Based on the information from mouse and human, the presence of a highly diversified germline VH repertoire was long thought to be the general rule for the generation of Ab diversity. However, following the analysis of V gene diversity in chicken (8, 9), rabbit (10), and pig (11), a relatively limited germline variability was found to be common as these species were shown to express only one V gene family. Furthermore, only one functional V gene is used in the rabbit, whereas chicken express only one functional V gene.

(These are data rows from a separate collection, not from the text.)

PR #3069, opened 2020-01-28
Add constraints for values added by DeclarationExpression

### LINKED ISSUE #2936: Extend CSharpExplodedGraph with support for DeclarationExpressionSyntax

costin-zaharia-sonarsource:
Fixes #2936

### DIFF
--- a/sonaranalyzer-dotnet/tests/SonarAnalyzer.UnitTest/SymbolicExecution/ExplodedGraphTests.cs
+++ b/sonaranalyzer-dotnet/tests/SonarAnalyzer.UnitTest/SymbolicExecution/ExplodedGraphTests.cs
@@ -504,7 +504,7 @@ namespace Namespace
 {
   public class DeclarationStatement
   {
-    public int Main(Dictionary<string, string> dictionary, string key)
+    public int Main(Dictionary<string, int> dictionary, string key)
     {
         dictionary.TryGetValue(key, out var value);
     }
@@ -512,8 +512,7 @@ namespace Namespace
 }";
             var context = new ExplodedGraphContext(TestHelper.Compile(testInput));
             var dictionarySymbol = context.SemanticModel.GetDeclaredSymbol(context.MainMethod.ParameterList.Parameters.First());
-            var valueDeclaration = context.MainMethod.DescendantNodes().OfType<DeclarationExpressionSyntax>().First();
-            var valueSymbol = context.SemanticModel.GetDeclaredSymbol(valueDeclaration);
+            var valueSymbol = context.GetSymbol("value", ExplodedGraphContext.SymbolType.Declaration);
             context.ExplodedGraph.InstructionProcessed +=
                 (sender, args) =>
                 {
@@ -538,15 +537,19 @@ namespace Namespace
                         case "var value":
                             args.ProgramState.GetSymbolValue(dictionarySymbol).Should().NotBeNull();
                             dictionarySymbol.HasConstraint(ObjectConstraint.NotNull, args.ProgramState).Should().BeTrue();
+
+                            args.ProgramState.GetSymbolValue(valueSymbol).Should().NotBeNull();
+                            valueSymbol.HasConstraint(ObjectConstraint.NotNull, args.ProgramState).Should().BeTrue();
                             break;
 
                         case "dictionary.TryGetValue(key, out var value)":
                             args.ProgramState.GetSymbolValue(dictionarySymbol).Should().NotBeNull();
                             dictionarySymbol.HasConstraint(ObjectConstraint.NotNull, args.ProgramState).Should().BeTrue();
 
-                            // Currently the DeclarationExpressionSyntax are ignored so the "value" variable is not
-                            // https://github.com/SonarSource/sonar-dotnet/issues/2936
-                            args.ProgramState.GetSymbolValue(valueSymbol).Should().BeNull();
+                            args.ProgramState.GetSymbolValue(valueSymbol).Should().NotBeNull();
+                            valueSymbol.HasConstraint(ObjectConstraint.NotNull, args.ProgramState).Should().BeTrue();
+
+                            args.ProgramState.HasValue.Should().BeFalse();
                             break;
                     }
                 };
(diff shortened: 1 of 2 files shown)


sonaranalyzer-dotnet/tests/SonarAnalyzer.UnitTest/SymbolicExecution/ExplodedGraphTests.cs
```diff
@@ -495,7 +495,7 @@ public void ExplodedGraph_StaticLocalFunctions()
 
         [TestMethod]
         [TestCategory("Symbolic execution")]
-        public void ExplodedGraph_DeclarationStatementVisit()
+        public void ExplodedGraph_DeclarationExpressionVisit_AsOutParameter()
```
andrei-epure-sonarsource: I think the name should mention that this is testing a value type declaration

sonaranalyzer-dotnet/tests/SonarAnalyzer.UnitTest/SymbolicExecution/ExplodedGraphTests.cs
```diff
@@ -504,16 +504,15 @@ namespace Namespace
 {
   public class DeclarationStatement
   {
-    public int Main(Dictionary<string, string> dictionary, string key)
+    public int Main(Dictionary<string, int> dictionary, string key)
```
andrei-epure-sonarsource: do we still have a UT for reference type declarations? because I see here only value-type ones

sonaranalyzer-dotnet/tests/SonarAnalyzer.UnitTest/SymbolicExecution/ExplodedGraphTests.cs
```diff
@@ -538,22 +537,58 @@ public int Main(Dictionary<string, string> dictionary, string key)
...
             context.WalkWithInstructions(5);
         }
 
+        [TestMethod]
+        [TestCategory("Symbolic execution")]
+        public void ExplodedGraph_DeclarationExpressionVisit_AsOutParameter_Discard()
+        {
+            const string testInput = "string key = null; Dictionary<string, int> dictionary = new Dictionary<string, int>(); dictionary.TryGetValue(key, out var _); dictionary.TryGetValue(key, out _);";
+            var context = new ExplodedGraphContext(testInput);
+            var dictionarySymbol = context.SemanticModel.GetDeclaredSymbol(context.MainMethod.ParameterList.Parameters.First());
```
christophe-zurn-sonarsource: The `dictionarySymbol` here is not the actual disctionary symbol. The default main has a `bool` as parameter.

sonaranalyzer-dotnet/tests/SonarAnalyzer.UnitTest/SymbolicExecution/ExplodedGraphTests.cs
```diff
@@ -538,22 +537,58 @@ public int Main(Dictionary<string, string> dictionary, string key)
...
+            context.ExplodedGraph.InstructionProcessed +=
+                (sender, args) =>
+                {
+                    var instruction = args.Instruction.ToString();
+                    switch (instruction)
+                    {
+                        case "dictionary.TryGetValue(key, out var _)":
+                            args.ProgramState.GetSymbolValue(dictionarySymbol).Should().NotBeNull();
+                            dictionarySymbol.HasConstraint(ObjectConstraint.NotNull, args.ProgramState).Should().BeTrue();
```
christophe-zurn-sonarsource: Not sure what this is testing here as this is not related to out parameter or discard designation

sonaranalyzer-dotnet/tests/SonarAnalyzer.UnitTest/SymbolicExecution/ExplodedGraphTests.cs
```diff
@@ -538,22 +537,58 @@ public int Main(Dictionary<string, string> dictionary, string key)
...
+
+                            args.ProgramState.HasValue.Should().BeFalse();
+                            break;
+
+                        case "dictionary.TryGetValue(key, out _)":
+                            args.ProgramState.GetSymbolValue(dictionarySymbol).Should().NotBeNull();
+                            dictionarySymbol.HasConstraint(ObjectConstraint.NotNull, args.ProgramState).Should().BeTrue();
+
+                            args.ProgramState.HasValue.Should().BeFalse();
```
christophe-zurn-sonarsource: Before checking that the program state has empty stack here, it would be nice to check that it has value on the stack after having evaluated the `key` parameter

sonaranalyzer-dotnet/tests/SonarAnalyzer.UnitTest/SymbolicExecution/ExplodedGraphTests.cs
```diff
@@ -538,22 +537,58 @@ public int Main(Dictionary<string, string> dictionary, string key)
...
+                            break;
+                    }
+                };
+
+            context.WalkWithInstructions(14);
```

The V gene or the V gene family of chicken, rabbit, and pig were all found to belong to clan III. This finding, together with the observation that fish VH sequences have their closest homologs in mammalian clan III sequences, led to the assumption that this is the most ancient of the three mammalian clans (5, 12, 13, 14, 15). However, more recent data have shown that both cow (Bos taurus) and sheep express only one VH gene family, which belongs to clan II (16, 17, 18, 19). The exclusive expression of clan II sequences could be explained by an inactivation or loss of clan III members in these species. However, the question of which clan appeared first during evolution probably needs further attention. In addition, the frequency of inactivations of various clan members and the subsequent expansion of remaining members in the evolution of the H chain and their importance for the evolution of the H chain repertoire in vertebrates is still an open question.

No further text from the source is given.